::: DATA IN THIS EXERCISE :::

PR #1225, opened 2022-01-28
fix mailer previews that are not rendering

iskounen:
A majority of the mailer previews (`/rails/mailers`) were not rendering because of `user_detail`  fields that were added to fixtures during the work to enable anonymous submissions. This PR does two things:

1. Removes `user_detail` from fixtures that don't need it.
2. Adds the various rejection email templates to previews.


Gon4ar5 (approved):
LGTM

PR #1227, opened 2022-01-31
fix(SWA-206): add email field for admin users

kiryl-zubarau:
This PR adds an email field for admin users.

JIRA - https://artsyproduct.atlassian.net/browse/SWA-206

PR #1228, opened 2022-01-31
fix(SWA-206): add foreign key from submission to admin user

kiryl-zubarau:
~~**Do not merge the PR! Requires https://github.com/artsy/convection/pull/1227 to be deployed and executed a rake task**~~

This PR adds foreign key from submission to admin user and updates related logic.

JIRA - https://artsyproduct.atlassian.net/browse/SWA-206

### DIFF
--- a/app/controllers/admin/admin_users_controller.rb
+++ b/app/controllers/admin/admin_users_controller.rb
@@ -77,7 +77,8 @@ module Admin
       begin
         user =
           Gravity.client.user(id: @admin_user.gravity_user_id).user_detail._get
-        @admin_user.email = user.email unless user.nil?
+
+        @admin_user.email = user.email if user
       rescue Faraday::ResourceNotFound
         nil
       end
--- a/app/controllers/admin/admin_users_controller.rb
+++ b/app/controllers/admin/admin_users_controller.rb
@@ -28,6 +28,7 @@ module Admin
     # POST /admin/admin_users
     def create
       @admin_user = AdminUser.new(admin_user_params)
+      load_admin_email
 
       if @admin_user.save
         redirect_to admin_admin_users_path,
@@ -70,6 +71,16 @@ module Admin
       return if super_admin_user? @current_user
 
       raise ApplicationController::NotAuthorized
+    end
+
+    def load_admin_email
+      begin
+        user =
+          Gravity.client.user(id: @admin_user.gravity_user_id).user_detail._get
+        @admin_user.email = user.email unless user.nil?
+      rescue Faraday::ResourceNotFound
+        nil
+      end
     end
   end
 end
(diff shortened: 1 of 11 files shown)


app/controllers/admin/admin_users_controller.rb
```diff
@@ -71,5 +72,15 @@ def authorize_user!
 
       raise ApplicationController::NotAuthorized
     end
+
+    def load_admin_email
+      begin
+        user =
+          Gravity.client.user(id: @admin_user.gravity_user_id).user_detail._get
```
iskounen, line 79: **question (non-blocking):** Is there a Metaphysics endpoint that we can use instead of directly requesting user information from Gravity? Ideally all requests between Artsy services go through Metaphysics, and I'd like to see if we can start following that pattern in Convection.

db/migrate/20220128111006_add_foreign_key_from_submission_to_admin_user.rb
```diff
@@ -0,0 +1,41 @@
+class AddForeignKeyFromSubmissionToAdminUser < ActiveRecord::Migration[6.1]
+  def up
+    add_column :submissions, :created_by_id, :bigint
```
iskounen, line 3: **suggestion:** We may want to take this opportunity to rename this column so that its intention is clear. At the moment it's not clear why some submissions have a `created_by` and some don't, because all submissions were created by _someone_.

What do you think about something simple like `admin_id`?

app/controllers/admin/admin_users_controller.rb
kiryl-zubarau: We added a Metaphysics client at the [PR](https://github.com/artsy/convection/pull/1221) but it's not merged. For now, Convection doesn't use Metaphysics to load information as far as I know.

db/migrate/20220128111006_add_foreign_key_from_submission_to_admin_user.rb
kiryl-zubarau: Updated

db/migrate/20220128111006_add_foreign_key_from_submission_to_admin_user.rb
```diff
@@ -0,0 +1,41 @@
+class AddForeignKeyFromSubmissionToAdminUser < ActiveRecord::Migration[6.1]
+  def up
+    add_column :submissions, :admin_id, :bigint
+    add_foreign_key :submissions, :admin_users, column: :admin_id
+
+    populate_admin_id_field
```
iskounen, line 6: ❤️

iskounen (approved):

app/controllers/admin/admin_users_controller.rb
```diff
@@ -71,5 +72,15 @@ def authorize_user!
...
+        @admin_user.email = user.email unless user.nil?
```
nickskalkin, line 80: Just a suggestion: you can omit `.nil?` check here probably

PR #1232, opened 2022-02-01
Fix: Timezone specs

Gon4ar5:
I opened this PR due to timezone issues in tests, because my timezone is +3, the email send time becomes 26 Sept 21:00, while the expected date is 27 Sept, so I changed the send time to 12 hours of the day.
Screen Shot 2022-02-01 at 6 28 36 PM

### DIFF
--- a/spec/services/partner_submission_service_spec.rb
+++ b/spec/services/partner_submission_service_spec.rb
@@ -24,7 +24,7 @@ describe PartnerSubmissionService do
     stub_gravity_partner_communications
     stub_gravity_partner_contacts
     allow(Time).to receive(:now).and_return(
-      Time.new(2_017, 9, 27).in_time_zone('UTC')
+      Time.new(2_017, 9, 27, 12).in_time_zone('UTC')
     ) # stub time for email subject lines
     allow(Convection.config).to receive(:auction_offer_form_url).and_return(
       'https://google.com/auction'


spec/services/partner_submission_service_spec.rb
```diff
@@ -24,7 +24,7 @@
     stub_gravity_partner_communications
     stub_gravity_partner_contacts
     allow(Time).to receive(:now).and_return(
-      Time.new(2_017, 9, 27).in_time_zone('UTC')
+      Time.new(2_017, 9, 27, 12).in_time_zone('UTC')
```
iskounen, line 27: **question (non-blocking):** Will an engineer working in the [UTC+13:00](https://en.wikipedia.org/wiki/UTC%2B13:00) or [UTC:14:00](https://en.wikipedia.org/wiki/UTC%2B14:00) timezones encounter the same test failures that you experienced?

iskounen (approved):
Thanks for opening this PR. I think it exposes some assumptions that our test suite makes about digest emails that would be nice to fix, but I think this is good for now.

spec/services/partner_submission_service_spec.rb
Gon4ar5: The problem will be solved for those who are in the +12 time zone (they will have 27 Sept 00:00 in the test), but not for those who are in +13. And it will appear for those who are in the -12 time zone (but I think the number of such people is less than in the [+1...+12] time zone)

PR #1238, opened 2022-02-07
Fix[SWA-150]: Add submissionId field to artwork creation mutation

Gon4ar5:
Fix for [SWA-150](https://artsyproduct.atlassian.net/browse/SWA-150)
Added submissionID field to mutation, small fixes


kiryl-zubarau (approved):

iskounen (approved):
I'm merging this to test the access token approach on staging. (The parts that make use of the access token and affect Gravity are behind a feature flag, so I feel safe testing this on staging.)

:::

TASK DETAILS
Give back exactly the lines of the listing above, starting with its first line and ending with the line that holds "A majority of".

RESULT BELOW
PR #1225, opened 2022-01-28
fix mailer previews that are not rendering

iskounen:
A majority of the mailer previews (`/rails/mailers`) were not rendering because of `user_detail`  fields that were added to fixtures during the work to enable anonymous submissions. This PR does two things:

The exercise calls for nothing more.